Top of EXTRACTED MATERIAL

PR #324, opened 2015-07-31
[REEF-483] Add configuration in allowing other ways to preserve running evaluators aside from DFS

afchung:
This addressed the issue by
  * Creating DriverRestartManager interface and implementing YarnDriverRestartManager.
  * Binding ServiceHandlers for operations that require the DriverRestartManager to record evaluators.

JIRA:
  [REEF-483](https://issues.apache.org/jira/browse/REEF-483)


lang/java/reef-common/src/main/java/org/apache/reef/runtime/common/driver/DriverStartHandler.java
```diff
@@ -73,10 +105,18 @@ public void onNext(final StartTime startTime) {
...
+        serviceRestartHandler.onNext(startTime);
+      }
+
+      for (EventHandler<StartTime> restartHandler : this.restartHandlers.get()){
         restartHandler.onNext(startTime);
       }
+
+      // This can only be called after calling client restart handlers because REEF.NET
+      // JobDriver requires making this call to set up the InterOp handlers.
+      this.driverRestartManager.get().onRestartRecoverEvaluators();
```
afchung: I would like to call this in a serviceRestartHandler, but this is blocked due to the issue mentioned in the comment. JobDriver.StartHandler/RestartHandler calls setupBridge, so all handlers will only be set up after that. This issue can be pushed to another PR.

markusweimer:
I'll do a pass.

lang/java/reef-common/src/main/java/org/apache/reef/driver/restart/DriverRecoverEvaluatorsRestartHandler.java
```diff
@@ -0,0 +1,39 @@
...
+import org.apache.reef.wake.time.event.StartTime;
+
+import javax.inject.Inject;
+
+public final class DriverRecoverEvaluatorsRestartHandler implements EventHandler<StartTime> {
+
+  private final DriverRestartManager driverRestartManager;
+
+  @Inject
+  DriverRecoverEvaluatorsRestartHandler(final DriverRestartManager driverRestartManager) {
```
markusweimer: this can be `private`, right?

lang/java/reef-common/src/main/java/org/apache/reef/driver/restart/DriverRestartManager.java
```diff
@@ -0,0 +1,42 @@
...
+ * Unless required by applicable law or agreed to in writing,
+ * software distributed under the License is distributed on an
+ * "AS IS" BASIS, WITHOUT WARRANTIES OR CONDITIONS OF ANY
+ * KIND, either express or implied.  See the License for the
+ * specific language governing permissions and limitations
+ * under the License.
+ */
+package org.apache.reef.driver.restart;
+
+public interface DriverRestartManager {
```
markusweimer: Please add JavaDoc

lang/java/reef-common/src/main/java/org/apache/reef/driver/restart/EvaluatorPreservingEvaluatorAllocatedHandler.java
```diff
@@ -0,0 +1,38 @@
...
+ * under the License.
+ */
+package org.apache.reef.driver.restart;
+
+import org.apache.reef.driver.evaluator.AllocatedEvaluator;
+import org.apache.reef.wake.EventHandler;
+
+import javax.inject.Inject;
+
+public final class EvaluatorPreservingEvaluatorAllocatedHandler implements EventHandler<AllocatedEvaluator> {
```
markusweimer: Please add JavaDoc.

lang/java/reef-common/src/main/java/org/apache/reef/driver/restart/EvaluatorPreservingEvaluatorAllocatedHandler.java
```diff
@@ -0,0 +1,38 @@
...
+  private final DriverRestartManager driverRestartManager;
+
+  @Inject
+  EvaluatorPreservingEvaluatorAllocatedHandler(final DriverRestartManager driverRestartManager) {
```
markusweimer: This can be `private`

lang/java/reef-common/src/main/java/org/apache/reef/driver/restart/EvaluatorPreservingEvaluatorCompletedHandler.java
```diff
@@ -0,0 +1,38 @@
...
+ * under the License.
+ */
+package org.apache.reef.driver.restart;
+
+import org.apache.reef.driver.evaluator.CompletedEvaluator;
+import org.apache.reef.wake.EventHandler;
+
+import javax.inject.Inject;
+
+public final class EvaluatorPreservingEvaluatorCompletedHandler implements EventHandler<CompletedEvaluator> {
```
markusweimer: Please add JavaDoc

lang/java/reef-common/src/main/java/org/apache/reef/driver/restart/EvaluatorPreservingEvaluatorCompletedHandler.java
```diff
@@ -0,0 +1,38 @@
...
+  private final DriverRestartManager driverRestartManager;
+
+  @Inject
+  EvaluatorPreservingEvaluatorCompletedHandler(final DriverRestartManager driverRestartManager) {
```
markusweimer: This can be `private`

lang/java/reef-common/src/main/java/org/apache/reef/driver/restart/EvaluatorPreservingEvaluatorFailedHandler.java
```diff
@@ -0,0 +1,38 @@
...
+ * under the License.
+ */
+package org.apache.reef.driver.restart;
+
+import org.apache.reef.driver.evaluator.FailedEvaluator;
+import org.apache.reef.wake.EventHandler;
+
+import javax.inject.Inject;
+
+public final class EvaluatorPreservingEvaluatorFailedHandler implements EventHandler<FailedEvaluator> {
```
markusweimer: Same as above: Please add class level JavaDoc and make the constructor `private`.

lang/java/reef-common/src/main/java/org/apache/reef/runtime/common/driver/DriverStartHandler.java
```diff
@@ -31,38 +33,68 @@
...
+  DriverStartHandler(@Parameter(org.apache.reef.driver.parameters.DriverStartHandler.class)
+                     final Set<EventHandler<StartTime>> startHandlers,
+                     final DriverStatusManager driverStatusManager) {
+    this(startHandlers, Optional.<Set<EventHandler<StartTime>>>empty(),
+        Optional.<Set<EventHandler<StartTime>>>empty(), Optional.<DriverRestartManager>empty(), driverStatusManager);
+    LOG.log(Level.FINE, "Instantiated `DriverStartHandler with StartHandlers [{0}] and no restart.",
         this.startHandlers.toString());
   }
 
+  private DriverStartHandler(final Set<EventHandler<StartTime>> startHandler,
```
markusweimer: This isn't used by Tang?

lang/java/reef-common/src/main/java/org/apache/reef/runtime/common/driver/DriverStartHandler.java
markusweimer: Can you please file a JIRA for that issue and link it here as a `//TODO[REEF-xxx]: ...`?

lang/java/reef-runtime-yarn/src/main/java/org/apache/reef/runtime/yarn/driver/DFSEvaluatorPreserver.java
```diff
@@ -0,0 +1,183 @@
...
+    } catch (final IOException e) {
+      final String errorMsg = "Unable to log the change of container [" + entry +
+          "] to the container log. Driver restart won't work properly.";
+      LOG.log(Level.WARNING, errorMsg, e);
+      throw new RuntimeException(errorMsg);
+    }
+  }
+
+  private Set<String> getExpectedContainersFromLogReplay() {
+    final org.apache.hadoop.conf.Configuration config = new org.apache.hadoop.conf.Configuration();
```
markusweimer: This configuration is created and modified, but not used?

lang/java/reef-runtime-yarn/src/main/java/org/apache/reef/runtime/yarn/driver/DFSEvaluatorPreserver.java
```diff
@@ -0,0 +1,183 @@
...
+    this.logContainerAddition(id);
+  }
+
+  @Override
+  public void recordRemovedEvaluator(final String id) {
+    this.logContainerRemoval(id);
+  }
+
+  private synchronized void writeToEvaluatorLog(final String entry) throws IOException {
+    final org.apache.hadoop.conf.Configuration config = new org.apache.hadoop.conf.Configuration();
```
markusweimer: This configuration is created and modified, but not used? Also, the same code shows up in several places and is redundant with the `getFileSystem()` method. Maybe refactoring it is in order.

lang/java/reef-runtime-yarn/src/main/java/org/apache/reef/runtime/yarn/driver/DFSEvaluatorPreserver.java
```diff
@@ -0,0 +1,183 @@
...
+import java.io.*;
+import java.util.HashSet;
+import java.util.Set;
+import java.util.logging.Level;
+import java.util.logging.Logger;
+
+/**
+ * An Evaluator Preserver that uses the DFS on YARN.
+ */
+public final class DFSEvaluatorPreserver implements EvaluatorPreserver {
```
markusweimer: This class could hold a single `FileSystem` instance instead of repeatedly creating one. Also, `FileSystem.close()` needs to be called at some point.

lang/java/reef-runtime-yarn/src/main/java/org/apache/reef/runtime/yarn/driver/DFSEvaluatorPreserver.java
```diff
@@ -0,0 +1,183 @@
...
+  private static final String ADD_FLAG = "+";
+
+  private static final String REMOVE_FLAG = "-";
+
+  @Inject
+  private DFSEvaluatorPreserver() {
+  }
+
+  @Override
+  public Set<String> recoverEvaluators() {
```
markusweimer: I'm unsure about the thread safety of these methods. What happens if several `record...()` calls are in flight at the same time?

lang/java/reef-runtime-yarn/src/main/java/org/apache/reef/runtime/yarn/driver/DFSEvaluatorPreserver.java
markusweimer: Even more so, we could have the single `Writer` open all the time and immediately write to it in the `record` methods. Which could also be `synchronized` on that writer to make sure writes are sequential.

lang/java/reef-runtime-yarn/src/main/java/org/apache/reef/runtime/yarn/driver/DFSEvaluatorPreserver.java
```diff
@@ -0,0 +1,183 @@
...
+      bw.write(entry);
+    } catch (final IOException e) {
+      if (appendToLog) {
+        LOG.log(Level.FINE, "Unable to add an entry to the Evaluator log. Attempting append by delete and recreate", e);
+        appendByDeleteAndCreate(fs, path, entry);
+      }
+    }
+  }
+
+  private FileSystem getFileSystemInstance() throws IOException {
```
markusweimer: This could be `static`

lang/java/reef-runtime-yarn/src/main/java/org/apache/reef/runtime/yarn/driver/DFSEvaluatorPreserver.java
markusweimer: If we do that, the exact semantics of how to append to a file could be covered by two different implementations of that writer, and we choose one of them at runtime once, instead of on every call.

lang/java/reef-runtime-yarn/src/main/java/org/apache/reef/runtime/yarn/driver/DFSEvaluatorPreserver.java
```diff
@@ -0,0 +1,183 @@
...
+                  "remove record for container + " + containerId);
+            }
+            expectedContainers.remove(containerId);
+          }
+          line = br.readLine();
+        }
+        br.close();
+      }
+    } catch (final IOException e) {
+      throw new RuntimeException("Cannot read from log file", e);
```
markusweimer: Is there another reaction possible? Some apps might be able to recover in a restart even if the evaluator log can't be read?

lang/java/reef-runtime-yarn/src/main/java/org/apache/reef/runtime/yarn/driver/YarnDriverRestartConfiguration.java
```diff
@@ -34,10 +38,16 @@
 @Provided
 public final class YarnDriverRestartConfiguration extends ConfigurationModuleBuilder {
   /**
+   * The Evaluator Preserver implementation used for YARN. Defaults to DFSEvalutorPreserver.
```
markusweimer: There is not `@DefaultImplementation` annotation on the `EvaluatorPreserver` interface. How do we enforce the default?

markusweimer:
@afchung I have done a pass. A couple of high level notes:

  1. Tang doesn't respect `private` on constructors. Hence, you can make them `private` if they are only ever to be invoked via Tang.
  2. Please add JavaDoc on all public methods, at least those defined in interfaces.
  3. Please add JavaDoc to all public classes, interfaces and enums.
  4. `DriverRestartManager` could be structured like a Driver, with the various event handlers as inner classes. Do you think that would be beneficial to the code structure?
  5. `DFSEvaluatorPreserver ` needs some refactoring. The code doesn't make use of the fact that it is now allowed to maintain state between invocations of the `record...()` methods. For one, we could hang on to a `FileSystem` instance. Or, better yet, a `Writer` to record these messages. We would decide how to implement the writer (append or append-by-overwrite) once in the constructor of `DFSEvaluatorPreserver` instead of on every call to the `record...()` methods.

Also, this PR needs testing on actual YARN clusters before merging. Let's drive it to code-level consensus first, and then ask the mailing list for help with testing.

lang/java/reef-common/src/main/java/org/apache/reef/runtime/common/driver/DriverStartHandler.java
afchung: No, this is called by injected constructors via this().

lang/java/reef-runtime-yarn/src/main/java/org/apache/reef/runtime/yarn/driver/DFSEvaluatorPreserver.java
afchung: writeToEvaluatorLog is synchronous.

lang/java/reef-common/src/main/java/org/apache/reef/runtime/common/driver/DriverStartHandler.java
afchung: Actually, I'm not so sure about this anymore. onRestartRecoverEvaluators() calls the FailedEvaluatorHandler, which I don't think should be called before the DriverRestartHandler. @markusweimer what do you think?

afchung:
@markusweimer refactored and rebased. Please have another look. Note that I have not yet opted to open a JIRA for the restart handler issue with regards to recovering only after the restart handler has been called. Thanks!

lang/java/reef-common/src/main/java/org/apache/reef/client/DriverRestartConfiguration.java
```diff
@@ -63,7 +60,15 @@
   public static final OptionalImpl<EventHandler<DriverRestartCompleted>> ON_DRIVER_RESTART_COMPLETED =
       new OptionalImpl<>();
 
+  /**
+   * Parameter to determine whether the driver should fail or continue if there are evaluator
+   * preservation log failures. Defaults to false.
+   */
+  public static final OptionalImpl<Boolean> FAIL_DRIVER_ON_EVALUATOR_LOG_ERROR =
```
markusweimer: This should be an `OptionalParameter`.

lang/java/reef-common/src/main/java/org/apache/reef/driver/restart/RestartEvaluatorInfo.java
```diff
@@ -0,0 +1,52 @@
...
+ * Used to return information on evaluators that have successfully restarted
+ * as well as evaluators that have failed.
+ */
+public final class RestartEvaluatorInfo {
+
+  private final Set<String> recoveredEvaluatorIds;
+
+  private final Set<String> failedEvaluatorIds;
+
+  public RestartEvaluatorInfo(final Set<String> recoveredEvaluatorIds, final Set<String> failedEvaluatorIds) {
```
markusweimer: Does this have to be `public`? Also, the class seems quite internal.

lang/java/reef-common/src/main/java/org/apache/reef/driver/restart/RestartEvaluatorInfo.java
```diff
@@ -0,0 +1,52 @@
...
+package org.apache.reef.driver.restart;
+
+import java.util.Collections;
+import java.util.Set;
+
+/**
+ * Used to return information on evaluators that have successfully restarted
+ * as well as evaluators that have failed.
+ */
+public final class RestartEvaluatorInfo {
```
markusweimer: Add annotations for `@DriverSide` and `@Private` / `@RuntimeAuthor`.

lang/java/reef-common/src/main/java/org/apache/reef/runtime/common/driver/EvaluatorPreserver.java
```diff
@@ -0,0 +1,42 @@
...
+ * under the License.
+ */
+package org.apache.reef.runtime.common.driver;
+
+import java.util.Set;
+
+/**
+ * A interface to preserve evaluators across driver restarts.
+ */
+public interface EvaluatorPreserver {
```
markusweimer: Add the `@DriverSide` annotation as well as the appropriate audience annotations.

lang/java/reef-runtime-yarn/src/main/java/org/apache/reef/runtime/yarn/driver/YarnDriverRestartManager.java
```diff
@@ -0,0 +1,157 @@
...
+import org.apache.reef.runtime.yarn.driver.parameters.YarnEvaluatorPreserver;
+import org.apache.reef.driver.restart.RestartEvaluatorInfo;
+import org.apache.reef.tang.annotations.Parameter;
+
+import javax.inject.Inject;
+import java.util.*;
+import java.util.logging.Level;
+import java.util.logging.Logger;
+
+public final class YarnDriverRestartManager implements DriverRestartManager {
```
markusweimer: Please add JavaDoc

lang/java/reef-common/src/main/java/org/apache/reef/runtime/common/driver/DriverRuntimeRestartConfiguration.java
```diff
@@ -33,6 +39,13 @@
   private DriverRuntimeRestartConfiguration() {
   }
 
-  // TODO: bind service handlers in REEF-483
-  public static final ConfigurationModule CONF = new DriverRuntimeRestartConfiguration().build();
+  public static final ConfigurationModule CONF = new DriverRuntimeRestartConfiguration()
+
+      // TODO: decide on whether to call the restart functions on DriverRestartManager directly or to use this class.
```
markusweimer: Please don't leave commented out code in. If you add a TODO, add it in the form `// TODO[REEF-xxx]: Message`

lang/java/reef-runtime-yarn/src/main/java/org/apache/reef/runtime/yarn/driver/restart/DFSEvaluatorPreserver.java
```diff
@@ -0,0 +1,188 @@
...
+  private DFSEvaluatorPreserver(@Parameter(FailDriverOnEvaluatorLogErrors.class)
+                                final boolean failDriverOnEvaluatorLogErrors) {
+
+    this.failDriverOnEvaluatorLogErrors = failDriverOnEvaluatorLogErrors;
+
+    try {
+      final org.apache.hadoop.conf.Configuration config = new org.apache.hadoop.conf.Configuration();
+      this.fileSystem = FileSystem.get(config);
+      this.changeLogLocation =
+          new Path("/ReefApplications/" + EvaluatorManager.getJobIdentifier() + "/evaluatorsChangesLog");
```
markusweimer: This should be configurable, based on the working directory of the job on HDFS. @beysims has done some changes to that recently.

lang/java/reef-runtime-yarn/src/main/java/org/apache/reef/runtime/yarn/driver/restart/DFSEvaluatorPreserver.java
```diff
@@ -0,0 +1,188 @@
...
+      }
+
+      LOG.log(logLevel, "Cannot read from log file with Exception " + e +
+          ", evaluators will not be recovered.", e);
+
+      if (failDriverOnEvaluatorLogErrors) {
+        throw new DriverFatalRuntimeException("Driver was not able to instantiate FileSystem.", e);
+      }
+
+      this.fileSystem = null;
```
markusweimer: Replace this code with code that closes the resources before exiting the constructor.

lang/java/reef-runtime-yarn/src/main/java/org/apache/reef/runtime/yarn/driver/restart/DFSEvaluatorPreserver.java
```diff
@@ -0,0 +1,188 @@
...
+public final class DFSEvaluatorPreserver implements EvaluatorPreserver {
+  private static final Logger LOG = Logger.getLogger(DFSEvaluatorPreserver.class.getName());
+
+  private static final String ADD_FLAG = "+";
+
+  private static final String REMOVE_FLAG = "-";
+
+  private final boolean failDriverOnEvaluatorLogErrors;
+
+  private DFSEvaluatorLogWriter writer;
```
markusweimer: This class needs to implement `AutoClosable` and its `.close()` method close the resources owned.

markusweimer:
@afchung I've done a syntax pass, will do a logic one later. Overall feedback:

  * Please add JavaDocs to all `public` classes, interfaces and members.
  * Please add the `@DriverSide` / `@ClientSide` / `@TaskSide` annotations as well as the audience level annotations (`@Unstable`, `@Private`, ...)

lang/java/reef-runtime-yarn/src/main/java/org/apache/reef/runtime/yarn/driver/restart/DFSEvaluatorPreserver.java
afchung: Confirmed with @beysims, the work is still in progress.

afchung:
@markusweimer Fixed issues in comments. Please have another look. Thanks!

lang/java/reef-common/src/main/java/org/apache/reef/runtime/common/driver/DriverStartHandler.java
```diff
@@ -31,38 +34,68 @@
...
   private static final Logger LOG = Logger.getLogger(DriverStartHandler.class.getName());
 
   private final Set<EventHandler<StartTime>> startHandlers;
   private final Optional<Set<EventHandler<StartTime>>> restartHandlers;
-  private final DriverStatusManager driverStatusManager;
+  private final Optional<Set<EventHandler<StartTime>>> serviceRestartHandlers;
+  private final Optional<DriverRestartManager> driverRestartManager;
 
   @Inject
   DriverStartHandler(@Parameter(org.apache.reef.driver.parameters.DriverStartHandler.class)
```
markusweimer: I don't think you need the constructor for the case of application level restart handlers, but no service level restart handlers. Tang will inject an empty set by default for those, even if nothing is bound. Hence, writing the code under the assumption to always have the set of service-bound restart handlers is safe, and probably easier.

lang/java/reef-common/src/main/java/org/apache/reef/runtime/common/driver/DriverStartHandler.java
```diff
@@ -73,10 +106,20 @@ public void onNext(final StartTime startTime) {
...
+        serviceRestartHandler.onNext(startTime);
+      }
+
+      for (EventHandler<StartTime> restartHandler : this.restartHandlers.get()){
         restartHandler.onNext(startTime);
       }
+
+      // This can only be called after calling client restart handlers because REEF.NET
+      // JobDriver requires making this call to set up the InterOp handlers.
+      final RestartEvaluatorInfo restartEvaluatorInfo = this.driverRestartManager.get().onRestartRecoverEvaluators();
```
markusweimer: This seems a bit odd, as the return value of `onRestartRecoverEvaluators` is passed immediately to methods of the same instance of `RestartEvaluatorInfo`. Couldn't this be hidden behind a single method, `onDriverRestart()` or such?

lang/java/reef-runtime-yarn/src/main/java/org/apache/reef/runtime/yarn/driver/YarnContainerManager.java
```diff
@@ -426,53 +362,48 @@ void onContainerRequest(final AMRMClient.ContainerRequest... containerRequests)
    *
    * @param container newly allocated
    */
-  private void handleNewContainer(final Container container, final boolean isRecoveredContainer) {
+  private void handleNewContainer(final Container container) {
```
markusweimer: Why do we no longer need to know whether it is a recovered container?

lang/java/reef-runtime-yarn/src/main/java/org/apache/reef/runtime/yarn/driver/YarnDriverRestartManager.java
```diff
@@ -0,0 +1,169 @@
...
+                           final DriverStatusManager driverStatusManager){
+    this.registration = registration;
+    this.evaluatorPreserver = evaluatorPreserver;
+    this.driverStatusManager = driverStatusManager;
+    this.reefEventHandlers = reefEventHandlers;
+    this.previousContainers = null;
+  }
+
+  @Override
+  public boolean isRestart() {
```
markusweimer: This assumes that YARN hasn't forgotten about our prior allocations, right? IIRC, this could be an issue if the RM also went through a restart. Maybe we should base this decision on other, more reliable information like the environment variable?

lang/java/reef-runtime-yarn/src/main/java/org/apache/reef/runtime/yarn/driver/YarnDriverRestartManager.java
```diff
@@ -0,0 +1,169 @@
...
+    if (this.previousContainers == null) {
+      this.previousContainers = this.registration.getRegistration().getContainersFromPreviousAttempts();
+
+      // If it's still null, create an empty list to indicate that it's not a restart.
+      if (this.previousContainers == null) {
+        this.previousContainers = new ArrayList<>();
+      }
+    }
+
+    if (this.previousContainers.isEmpty()) {
```
markusweimer: can be simplified to `return !this.previousContainers.isEmpty()`

lang/java/reef-common/src/main/java/org/apache/reef/runtime/common/driver/DriverStartHandler.java
afchung: The reason I did this was to make the separation more clear, such that a new implementation knows exactly what to do. If we merge all the functions into `onDriverRestart()`, I believe it'll be less clear as to what the implementer needs to do. Sure, we can rename the functions as well as the comments to make it explicit, but I think splitting the methods apart is much more obvious. @markusweimer what do you think?

lang/java/reef-runtime-yarn/src/main/java/org/apache/reef/runtime/yarn/driver/restart/DFSEvaluatorPreserver.java
markusweimer: We have `org.apache.reef.client.DriverConfiguration.DRIVER_JOB_SUBMISSION_DIRECTORY` which gets bound to `org.apache.reef.driver.parameters.DriverJobSubmissionDirectory`. I believe that is what is being used in the future. Hence, it would be safe to use that named parameter here as well, e.g. `DriverJobSubmissionDirectory/reef/evaluatorsChangeLog`.

lang/java/reef-common/src/main/java/org/apache/reef/runtime/common/driver/DriverStartHandler.java
afchung: Didn't know that. I'll fix this.

lang/java/reef-runtime-yarn/src/main/java/org/apache/reef/runtime/yarn/driver/YarnContainerManager.java
afchung: Because this portion is just for new containers. If it's a recovered container, all the logic should be handled in `DriverRestartManager.informAboutEvaluatorsAlive`.

lang/java/reef-runtime-yarn/src/main/java/org/apache/reef/runtime/yarn/driver/YarnDriverRestartManager.java
afchung: Yes, this is in the scope another JIRA, REEF-508. Should I combine them into a single JIRA?

markusweimer:
@afchung This looks good overall, minus the few comments I have left.

lang/java/reef-common/src/main/java/org/apache/reef/runtime/common/driver/DriverStartHandler.java
markusweimer: I'd err on the side of putting this into documentation. Writing a runtime is a daunting endeavor as it is, and this won't make it much harder :-)

afchung:
@markusweimer found out there are a few comments I missed to address. Will be pushing another commit.

afchung:
@markusweimer Addressed all comments. Thanks!

markusweimer:
I'll test locally and merge once the build servers and my local test give the go-ahead.

markusweimer:
By "locally" I mean on an HDInsight instance. This has the chance of breaking things on YARN.

markusweimer:
Tests pass on HDI. I will merge as soon as the build servers give the go-ahead.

Bottom of EXTRACTED MATERIAL

All lines of the records above with the word "writer" in them are to be copied.

→ **ANSWER AREA**:
markusweimer: Even more so, we could have the single `Writer` open all the time and immediately write to it in the `record` methods. Which could also be `synchronized` on that writer to make sure writes are sequential.
markusweimer: If we do that, the exact semantics of how to append to a file could be covered by two different implementations of that writer, and we choose one of them at runtime once, instead of on every call.
  5. `DFSEvaluatorPreserver ` needs some refactoring. The code doesn't make use of the fact that it is now allowed to maintain state between invocations of the `record...()` methods. For one, we could hang on to a `FileSystem` instance. Or, better yet, a `Writer` to record these messages. We would decide how to implement the writer (append or append-by-overwrite) once in the constructor of `DFSEvaluatorPreserver` instead of on every call to the `record...()` methods.
+  private DFSEvaluatorLogWriter writer;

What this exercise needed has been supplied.